Couldn't wear them everyday. But I do like to dress up for a formal occasion: cufflinks, tie-pin, cummerbund, medals, Dad's old wristwatch (my brother got Pop's old pocket-watch :envy:). 8)

I really like your style RG. :thumbsup:
Mike

Sufferin' succotash!

Newportnobby

Quote from: joe cassidy on June 04, 2017, 10:24:06 AM
Does anyone still use a pressure cooker ?

My Mum has used one for years and years, mainly for veg as she, like me, uses a slow cooker for meats.

Cufflinks maketh a man, in my mind. I used to cut the buttons off shirtcuffs and use cufflinks until I started buying shirts with double cuffs. Tres smart :)

Bealman

My one and only encounter with cuff links ever in my life was at me daughter's wedding back in February.

Pain to get on, and I lost one that night anyway, so I diven't think I'll be bothering again  ;D
Vision over visibility. Bono, U2.

Tom U

Detatched collars and collar studs.
Enforced requirement during my RAF apprenticeship.
Constant discomfort and the odd sore in the nape of the neck.  What evil contraptions.
Luxury of normal fixed collars when released into the "adult" RAF.

Oh! and the collars were starched into spring steel by the service laundry.

Tom.

Intercity

Typewriters, I remember using one for a school project (we weren't allowed to submit anything unless it was handwritten, needed special permission to submit a paper that was "typed")

The Q

#73
We only use a tea pot when we have guests, I have coffee. We do have a coffee pot but rarely use it.
We do have decanters for Whisky, Port, Etc but if it's just me, I'll select which malt I wish for the occasion from the bottle.
No one in the family takes sugar, too many diabetics in the family. But if we have guests a bowl is provided.
We do use a butter dish.
Jam is served only in a serving dish for guests.
We have and use a pressure cooker.

I use a fountain pen every day, except when ordered to use Biro or pencil, I always have. That is, once I finished with ink pots, ink monitors and dip in the inkwell pens at school.

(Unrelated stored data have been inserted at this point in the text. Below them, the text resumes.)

Issue #595, opened 2025-02-14
Handle dates that underflow differently


JelteF:
### Description

DuckDB dates can be further into the past than Postgres dates. We should either truncate the date to the lowest possible date that's representable in Postgres, or we should throw an error. Underflowing and returning a date in the future is the worst possible behavior.

This is a query that creates these underflowing dates:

Only handwritten work was permitted at school, computers at school arrived, once a year in a 38 ton truck to show us the future. You got about 15 minutes run time, having wasted a week of maths lessons on the programme.

A calculator was a mechanical machine at the front of the mathematics class, having work out what your sum was, you got your turn to go to the front of the class, Pull a few levers then wind the handle. Write down the result and return to your seat.
We normally used logarithmic tables.

Type writers were too expensive for the normal family or school, I built my own computer by soldering chips to circuit boards some years after school. Later an expensive, plastic tape printer was added to make it a wordpressor.

I do wear cuff links when fully dressed up with Argyll jacket, kilt, sporran, sgian dubh, waistcoat, suitable club or association  or occasion tie and Pocket watch. With of course highly polished Brogues.

Tradesmen, ( especially delivery drivers) only come to the back door. We live in the countryside,  still nobody comes through the front door except the Vicar or Doctor.


Jimbo

I wear braces, (Trouser suspenders) have done for a few Months now, got sooo fed up keep having to pull me troosers up and tuck myself in every 5 minutes! Wish I'd 'discovered' them sooner, so much more comfortable than a belt for me personally  ;).